Halloween Recipe: Matcha Mummy Jalapeño Poppers

Halloween Recipe: Matcha Mummy Jalapeño Poppers

Make our cute (and slightly spooky) Matcha Mummy Jalapeño Poppers for your virtual or social-distancing Halloween Party! This savory appetizer tastes delicious with matcha - it's slightly spicy, creamy, and has...

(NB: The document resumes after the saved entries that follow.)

PR #7280, opened 2023-03-03
Add behavioural tests for Cluster Menu K8s Resources in Sidebar menu not being shown

Nokel81:
This PR fixes an oversight in #6657. Namely, I previously assumed that all the applicable resources rules would be merged together on the server side before sending a response back for a given `SelfSubjectRulesReview`. That, however, is not the case and instead it seems that most kubernetes distros (or at least K0s) just find all the applicable rules and then send them all back in a list.

To reproduce this yourself:

1. Create an LDK
2. Share it with a space
3. Pause the updater and remove the rules targeting lens space Members and Admins
4. Add two new `ClusterRoles`'s, one called `namespace-get` which allows the `get` verb on `namespaces` and one called `namespace-list` which allows the `list` verb on `namespaces`
5. Add two new `ClusterRoleBindings`, one for each of the above, targeting your own user.
6. Connect to the shared version of the LDK and run the following command in the terminal.
    - `curl -H "Content-Type: application/json" -X POST 127.0.0.1:8001/apis/authorization.k8s.io/v1/selfsubjectrulesreviews --data '{ "apiVersion": "authorization.k8s.io/v1", "kind": "SelfSubjectRulesReview",  "spec": { "namespace": "default" }}'`
7. See something like the following:

```yml
status:
  resourceRules:
    - apiGroups:
        - ''
      resourceNames: null
      resources:
        - 'namespaces'
      verbs:
        - 'list'
    - apiGroups:
        - 'policy'
      resourceNames:
        - '00-k0s-privileged'
      resources:
        - 'podsecuritypolicies'
      verbs:
         - 'use'
    - apiGroups:
        - 'authorization.k8s.io'
      resourceNames: null
      resources:
        - 'selfsubjectaccessreviews'
        - 'selfsubjectrulesreviews'
      verbs:
        - 'create'
    - apiGroups:
        - ''
      resourceNames: null
      resources:
        - 'namespaces'
      verbs:
        - 'get'
```


packages/core/src/common/cluster/request-namespace-list-permissions.injectable.ts
```diff
@@ -47,23 +47,17 @@ const requestNamespaceListPermissionsForInjectable = getInjectable({
           const { resourceRules } = status;
 
           return (resource) => {
-            const resourceRule = resourceRules.find(({
-              apiGroups = [],
-              resources = [],
+            const rules = resourceRules.filter(({
```
jakolehm: Did I get this right?
- defaults are now `["*"]`
- instead of checking verbs from the first match we check them from all matches

Nokel81: Yes that is correct.

I think that the section·second point is more important but I haven't been able to test this.

jakolehm (commented):
IMHO this PR touches too many places for a hotfix (patch release).

packages/core/src/renderer/components/test-utils/get-application-builder.tsx
```diff
@@ -159,7 +159,18 @@ interface Environment {
...
+   * @default true
+   */
+  fakeTime?: boolean | FakeTimersConfig;
+}
+
+export const getApplicationBuilder = (options: ApplicationBuilderOptions = {}) => {
+  const {
+    fakeTime = true,
+  } = options;
+
```
jansav: I don't think that there's case where we want to support behavioural unit tests without fake time.

packages/core/src/common/cluster/create-can-i.injectable.ts
```diff
@@ -0,0 +1,42 @@
...
+          kind: "SelfSubjectAccessReview",
+          spec: { resourceAttributes },
+        });
+
+        return body.status?.allowed ?? false;
+      } catch (error) {
+        logger.error(`[AUTHORIZATION-REVIEW]: failed to create access review: ${error}`, { resourceAttributes });
+
+        return false;
+      }
```
jim-docker, line 37: If there's an error do we know for sure the answer is `false`? Seems strange that the caller doesn't know there was an error.

packages/core/src/common/cluster/create-request-namespace-list-permissions.injectable.ts
```diff
@@ -0,0 +1,57 @@
...
+        const { body: { status }} = await api.createSelfSubjectRulesReview({
+          apiVersion: "authorization.k8s.io/v1",
+          kind: "SelfSubjectRulesReview",
+          spec: { namespace },
+        });
+
+        if (!status || status.incomplete) {
+          logger.warn(`[AUTHORIZATION-NAMESPACE-REVIEW]: allowing all resources in namespace="${namespace}" due to incomplete SelfSubjectRulesReview: ${status?.evaluationError}`);
+
+          return () => true;
```
jim-docker, line 37: The caller has no idea here, or in the catch below, that `api.createSelfSubjectRulesReview()` failed

jim-docker (approved):
This is all refactoring? (I don't see any tests added)

I guess my comments are for the previous review, and not really an issue if "CreateCanI" is called more than once, so "CanI" can change, if some auth/api error gets corrected.

Nokel81:
packages/core/src/features/cluster/refresh-accessibility-technical.test.ts was added

The diff is large so it is hidden by default.

packages/core/src/common/cluster/create-can-i.injectable.ts
Nokel81: No we don't, but since these are currently only used for optimizations it is fine if they are turned off in case of error.

Plus this has always been the case.

packages/core/src/common/cluster/create-request-namespace-list-permissions.injectable.ts
Nokel81: It is safer to show all the resources of this fails then to show none.

jim-docker: Sure, I'm really questioning whether that decision should be made here or by the caller, which might be able to show a helpful notification to the end-user. Now there is no indication to the user why there are suddenly all these resources listed in the sidebar that perhaps can't be listed.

Which Matcha Grade Should I Use?

 

We recommend using our Culinary Grade Matcha powder for all of your culinary and baking needs. It is entirely up to your personal preference which grade of matcha you use for your own enjoyment (plenty of folks use culinary matcha for tea, while others won’t even bake cookies with anything less than ceremonial). Our grade designations are simply guidelines for what we think works best for each use case. 

 

Ingredients

  • 1/2 - 1 tsp of Culinary Grade Matcha powder (add more to taste, if you want more of the matcha flavor to come through)
  • 12 large jalapeños
  • 1 pack - 8.8oz cream cheese, softened
  • A pair of disposable food-safe gloves
  • 1.5 sheets shortcrust pastry, thawed in the fridge
  • Mini candy eyeballs

 

 

Steps

  • Preheat oven to 375°F and line two trays with parchment paper. Wash your jalapeños. Put on your gloves and cut the chillies in half, remove the seeds.
  • In a medium bowl, place softened cream cheese and sift in matcha powder. Use a large spoon or spatula to spread the matcha cream cheese inside each jalapeño.
  • Cut thin strips in the pastry and wrap around each jalapeños. Leave a gap for the "eyes". Bake for 15 minutes or until the pastry is golden brown. Place 2 (or more for extra creepiness) candy eye balls towards the top of the jalapeño.
  • Serve warm & enjoy!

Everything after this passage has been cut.